### PROVIDED RECORDS

PR #743, opened 2022-02-22
Fix Evergreen failures on replica sets and against serverless

kmahar:
* Split tailable cursor tests into their own suites so they aren't run as part of the serverless tests
* Update `testInitialReplicaSetDiscovery` to no longer assert on the error type

### DIFF
--- a/Tests/MongoSwiftSyncTests/MongoCursorTests.swift
+++ b/Tests/MongoSwiftSyncTests/MongoCursorTests.swift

######

• [EXERCISE DETAILS]: From the "the error type" line to the close of the listing, restate each line word for word.

• [RESPONSE TO THIS EXERCISE]:
* Update `testInitialReplicaSetDiscovery` to no longer assert on the error type

### DIFF
--- a/Tests/MongoSwiftSyncTests/MongoCursorTests.swift
+++ b/Tests/MongoSwiftSyncTests/MongoCursorTests.swift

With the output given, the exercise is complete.